I have a private clinic in Andorra. Even in routine cases, most of my patients opt for laser cataract surgery. I begin the interventions with the Lensar Laser System (Lensar), as you can see in my accompanying Eyetube video (bit.ly/hanneken0220). I use the laser to create the capsulotomy and to perform nucleus fragmentation; the video shows the grid pattern created in the nucleus by the femtosecond laser. I find it useful, especially in tricky situations, such as an eye with a shallow anterior chamber or hard nucleus, to use the femtosecond laser for these two steps.
After the laser part of the surgery is complete, I use an angled 2.0/2.2-mm trapezoidal knife (SUB7601, Bausch + Lomb) to create the main incision, and I usually use the same knife also for my two paracenteses, which I make about 30° on either side of the main incision (Figure 1).
In the case in my video, because the pupil is small, I inject additional epinephrine to get better dilation and guard against intraoperative floppy iris syndrome. I then inject a sodium hyaluronate OVD, usually Amvisc (Bausch + Lomb), followed by the completion of thorough hydrodissection of the nucleus.
The operating microscope I use is an older Leica model with which I'm still very happy. The phaco machine is a Stellaris Vision Enhancement System (Bausch + Lomb), which I have also been using for many years. This video was recorded with a 4K camera from Enciris Technologies, a French company.
I use a chopping technique for nucleus division, relying on the Koch Chopper (Bausch + Lomb) as my second instrument. The fragmentation pattern achieved with the femtosecond laser makes chopping a lot easier. As you can see in the video, even with a small pupil, I can easily divide and aspirate the nucleus.

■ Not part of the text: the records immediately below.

PR #730, opened 2024-02-09
add example for deploying with mock-oauth2-server

minrk:
I found this quite useful for testing

We may want to integrate it with our actual tests at some point, but the example is enough to be useful.

This lets JupyterHub be deployed with a full 'real' OAuth provider without any external requirements.

### DIFF
--- a/examples/mock-provider/README.md
+++ b/examples/mock-provider/README.md
@@ -1,6 +1,6 @@
 # Generic OAuth with mock provider
 
-This example uses [mock-oauth2-server][] to launch a standalone local OAuth2 provider and configures GenericOAuthenticator to use it.
+This example uses [mock-oauth2-server] to launch a standalone local OAuth2 provider and configures GenericOAuthenticator to use it.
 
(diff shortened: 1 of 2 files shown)


examples/mock-provider/README.md
```diff
@@ -0,0 +1,21 @@
+# Generic OAuth with mock provider
+
+This example uses [mock-oauth2-server][] to launch a standalone local OAuth2 provider and configures GenericOAuthenticator to use it.
```
consideRatio, line 3:
```suggestion
This example uses [mock-oauth2-server] to launch a standalone local OAuth2 provider and configures GenericOAuthenticator to use it.
```

consideRatio (approved):
Nice!!!

examples/mock-provider/README.md
minrk: I always forget you can do that. Thanks!

consideRatio: I don't know if this works for all markdown types, so lets ignore this suggestion maybe

PR #739, opened 2024-04-05
gh: Allow setting JupyterHub groups from GitHub teams

yuvipanda:
Looking at https://github.com/jupyterhub/oauthenticator/pull/735, I realize it will not actually allow us to use GitHub teams or orgs as JupyterHub groups, since that's an extra API call. This PR keeps it simple, and adds config to pick this up from teams list directly.


yuvipanda:
I don't actually want to do this, see https://github.com/jupyterhub/oauthenticator/pull/735#issuecomment-2040799664 for more information.

yuvipanda:
We decided against going this way https://github.com/jupyterhub/oauthenticator/pull/735#issuecomment-2040799664

PR #741, opened 2024-04-25
Move allowed_groups and admin_groups to base authenticator

yuvipanda:
A simplification of https://github.com/jupyterhub/oauthenticator/pull/735, moving 2 of the 3 traitlets. This is a straight up move, without any functional breaking changes.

Nearly all the nucleus can be aspirated without any additional phaco energy.
Prefragmenting the nucleus with the femtosecond laser frequently allows me to use only aspiration without moving the phaco handpiece in the eye very much (Figure 2). Sometimes to save time I use the phaco handpiece in irrigation and aspiration mode for aspiration of thick cortical masses, before switching over to bimanual irrigation and aspiration.
The separation of irrigation and aspiration into bimanual handpieces, to me, is a big advantage because it allows me to reach every part of the capsular bag (Figure 3). I can use the irrigation handpiece to lift the iris to allow access underneath. Even with a small pupil like this one, I can meticulously clean all of the cortex out of the eye.
With cortical removal complete, I fill the capsular bag with OVD, again normally Amvisc, to prepare for IOL insertion. I frequently use an extended depth of focus IOL as my routine lens. The Acunex Vario (Teleon Surgical) is a hydrophobic IOL that features a 1.50 D add in an asymmetric near segment.
The lens folds and goes into the shooter smoothly and easily, and, after ejection from the shooter, it unfolds nicely in the capsule in a controlled manner.
The hydrophobic material is glistening-free, according to the manufacturer. The quality of vision is excellent, and patient satisfaction has also been excellent. I have been describing the lens to patients as a normal, routine lens with a small degree of multifocality (extended depth of focus) so that at least they can see well at an intermediate distance and, in combination with monovision, also at near. Patients hardly ever report any kind of optical phenomena.
After implantation I aspirate the OVD, again using the I/A handpieces. I aspirate thoroughly from behind the lens by putting the irrigation handpiece under the lens to wash out the OVD. The final steps are the closing of the paracenteses and the incision with wound hydration, followed by injection of cefuroxime.